WHAT IS REQUIRED: Print all of the data exactly as written.

MATERIAL FOR THE TASK:
PR #269, opened 2017-08-23
Allow compilation against PySide or PySide2.

marsupial:
There are actually few changes necessary to get usdview working with Pyside2.

The majority of changes simply have to do with importing the proper [sub]modules for Qt5.
e6b7824 contains the source-level changes necessary, to support HDPI viewport, forwarding to newer method names, and create signal/slots in the sorted order that Qt5 requires.

### DIFF
--- a/cmake/modules/FindPySide.cmake
+++ b/cmake/modules/FindPySide.cmake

ANSWER BOX:
PR #269, opened 2017-08-23
Allow compilation against PySide or PySide2.

marsupial:
There are actually few changes necessary to get usdview working with Pyside2.

The majority of changes simply have to do with importing the proper [sub]modules for Qt5.
e6b7824 contains the source-level changes necessary, to support HDPI viewport, forwarding to newer method names, and create signal/slots in the sorted order that Qt5 requires.

### DIFF
--- a/cmake/modules/FindPySide.cmake
+++ b/cmake/modules/FindPySide.cmake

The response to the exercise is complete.